Le problème c’est que la souveraineté individuelle n’oriente plus la commande publique. Selon la philosophie, la souveraineté individuelle, c’est l’idée que la société accorde un certain respect à des individus et leur reconnaît un certain nombre de droits et de protection. Et un pays doit en être le garant ou, dans notre cas, l’Union européenne également. Par exemple, le RGPD donne cette protection et n’est pas aligné sur le droit américain. Une entreprise qui respecte le droit européen ne respecte donc pas forcément le droit américain, avec pour argument la protection des citoyens européens.
Pour être cohérent et en maîtrise, cela devrait impliquer une forme de contrainte sur la commande publique, mais aussi privée. Or, aujourd’hui l’État ne peut plus dire « j’achète Français ». Il doit passer par des appels d’offres qui ne sont pas toujours dans l’intérêt général. Autrefois, il existait une forme de protection venue des usages des milieux industriels.
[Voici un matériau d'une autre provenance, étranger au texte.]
PR #1377, opened 2024-06-20
SONARIAC-1204 S6864: Should not raise with LimitRange in the same namespace setting Memory Limit

petertrr:
Related RSPEC: https://github.com/SonarSource/rspec/pull/4002

### DIFF
--- a/iac-extensions/kubernetes/src/main/java/org/sonar/iac/kubernetes/visitors/KubernetesCheckContext.java
+++ b/iac-extensions/kubernetes/src/main/java/org/sonar/iac/kubernetes/visitors/KubernetesCheckContext.java
@@ -26,5 +26,7 @@ public interface KubernetesCheckContext extends CheckContext {
 
   void setShouldReportSecondaryInValues(boolean shouldReport);
 
+  HelmInputFileContext currentCtx();
+
   ProjectContext projectContext();
 }
--- a/iac-extensions/kubernetes/src/main/java/org/sonar/iac/kubernetes/visitors/KubernetesCheckContext.java
+++ b/iac-extensions/kubernetes/src/main/java/org/sonar/iac/kubernetes/visitors/KubernetesCheckContext.java
@@ -26,7 +26,7 @@ public interface KubernetesCheckContext extends CheckContext {
 
   void setShouldReportSecondaryInValues(boolean shouldReport);
 
-  HelmInputFileContext currentCtx();
+  HelmInputFileContext inputFileContext();
 
   ProjectContext projectContext();
 }
--- a/iac-extensions/kubernetes/src/test/resources/checks/MemoryLimitCheck/limit_range.yaml
+++ b/iac-extensions/kubernetes/src/test/resources/checks/MemoryLimitCheck/limit_range.yaml
@@ -1,10 +1,10 @@
 apiVersion: v1
 kind: LimitRange
 metadata:
-  name: mem-limit-range
-  namespace: default-mem-example
+  name: limit-range
+  namespace: with-global-limit
 spec:
-  limits:
+    limits:
     - type: Container
       default:
         memory: 512Mi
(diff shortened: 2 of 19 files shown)


iac-extensions/kubernetes/src/test/resources/checks/MemoryLimitCheck/memory_limit_deployment_with_global_limit.yaml
```diff
@@ -0,0 +1,50 @@
...
+  selector:
+    matchLabels:
+      app: web
+  template:
+    metadata:
+      labels:
+        app: web
+    spec:
+      containers:
+        - name: noncompliant_without_memory_limit
```
mstachniuk, line 20: Actually the names here and in following lines should be adjusted as they are now compliant

iac-extensions/kubernetes/src/test/resources/checks/MemoryLimitCheck/limit_range.yaml
```diff
@@ -0,0 +1,10 @@
+apiVersion: v1
```
mstachniuk, line 1: Please also add a test to Helm Chart (it can be in separate PR)

iac-extensions/kubernetes/src/test/resources/checks/MemoryLimitCheck/memory_limit_pod_with_global_limit.yaml
```diff
@@ -0,0 +1,46 @@
+# This file duplicates `memory_limit_pod.yaml` but adds a namespace to the pod.
+apiVersion: v1
+kind: Pod
+metadata:
+  name: example
+  namespace: with-global-limit
+spec:
+  containers:
+    - name: noncompliant_without_memory_limit
```
mstachniuk, line 9: Actually the names here and in following lines should be adjusted as they are now compliant

iac-extensions/kubernetes/src/test/resources/checks/MemoryLimitCheck/memory_limit_deployment_with_global_limit.yaml
```diff
@@ -0,0 +1,50 @@
+# This file duplicates `memory_limit_deployment.yaml` but adds a namespace to the deployment.
+apiVersion: apps/v1
+kind: Deployment
```
mstachniuk, line 3: Other kinds should be also tested (it can be in separate PR)

iac-extensions/kubernetes/src/test/resources/checks/MemoryLimitCheck/limit_range_cpu.yaml
```diff
@@ -0,0 +1,10 @@
+apiVersion: v1
```
mstachniuk, line 1: Actually, you can put all `LimitRange`s in one file and use different namespaces. 
Other cases to verify:
* `type: Pod` 
* `type: PersistentVolumeClaim` 
* `type: with-global-limit.example` - Full qualified name - it will be FN for now
* `min` instead of `default` is defined

mstachniuk (approved):
LGTM

iac-extensions/kubernetes/src/main/java/org/sonar/iac/kubernetes/visitors/KubernetesCheckContext.java
```diff
@@ -26,5 +26,7 @@ public interface KubernetesCheckContext extends CheckContext {
 
   void setShouldReportSecondaryInValues(boolean shouldReport);
 
+  HelmInputFileContext currentCtx();
```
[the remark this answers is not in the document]
petertrr: I used the same name as in `ContextAdapter` in `iac-common`. However, I agree, `inputFileContext` will be better

iac-extensions/kubernetes/src/test/resources/checks/MemoryLimitCheck/limit_range_cpu.yaml
petertrr: Yeah, I'll add more tests later. There's a bit of a problem with `verifyContent` and x-file Kubernetes/Helm, which makes it not so straightforward to write many tests with different namespaces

Certaines industries achetaient toujours auprès d’entreprises dont elles étaient très proches et qui étaient presque une de leurs excroissances au niveau national. On l’a vu dans le ferroviaire par exemple. Mais aujourd’hui nous avons perdu cette culture. Les grands capitaines de l’industrie forment un réseau issu de grandes écoles et s’entraident, mais les entreprises elles, ne collaborent plus. Aujourd’hui, il n’y a plus de logiques industrielles, il y a beaucoup de copinage… alors pour fabriquer du patriotisme et préserver la souveraineté individuelle, il faut inventer de nouvelles pratiques. En la matière, décider d’acheter dans notre espace économique bénéficie à l’ensemble de la société, notamment par la baisse du chômage.
Est-ce qu’il s’agit de défendre une approche protectionniste pour le numérique ?
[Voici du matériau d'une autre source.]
PR #1378, opened 2024-06-20
SONARIAC-1498 Allow sensors to defines and provides the Analyzer they want to use

rudy-regazzoni-sonarsource:


mstachniuk (approved):
LGTM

Toute la question est de savoir quel est le but de ce jeu économique complexe : n’est-ce pas de trouver le moyen de faire société et de permettre au plus grand nombre de n’être pas trop malheureux avec le numérique ? En ce sens, le protectionnisme peut être un véritable levier pour défendre la souveraineté individuelle. Encore une fois, le RGPD est un bon exemple.
Mais les remises en question doivent être plus profonde sur la souveraineté individuelle : il existe des situations qui sont difficilement compréhensibles par le grand public. La loi interdit notamment d’analyser le fonctionnement d’un logiciel, notamment pour des raisons de propriété intellectuelle. C’est très surprenant : on n’a plus la main. Quand j’utilise un marteau, il fait ce que je décide, pourquoi pas un logiciel ? C’était déjà le cas à l’époque des DVD par exemple, un message indiquait qu’il était interdit de télécharger des films et il était impossible de sauter ce message. Il obéissait à quelqu’un d’autre que nous, contre nous. Et il était impossible de retirer ce mécanisme sans être hors la loi. On est loin de la souveraineté individuelle.
Qu’est-ce qui pourrait changer la donne ?
Souvent dans le numérique, la loi protège les forts contre les faibles. Les gouvernants veulent par exemple que les plateformes se chargent de faire régner l’ordre sur leurs sites. On ne peut pas demander à un organisme privé de savoir ce qui répond à la loi et de rendre la justice. Pour inverser la donne, je pense que les logiciels libres sont une des réponses. Si un logiciel est libre, c’est que le contexte est documenté et que le matériel a des spécificités connues. Cela permettrait de sortir de la situation actuelle, où l’on ne documente plus le matériel et où on n’explique plus comment il fonctionne. Le mode d’emploi des composants n’est même plus public. Ce qui fait de nous le propriétaire d’un outil dont on ne connaît pas le fonctionnement et que l’on ne maîtrise pas.
Les entreprises européennes sont-elles suffisamment engagées sur le sujet de la souveraineté ?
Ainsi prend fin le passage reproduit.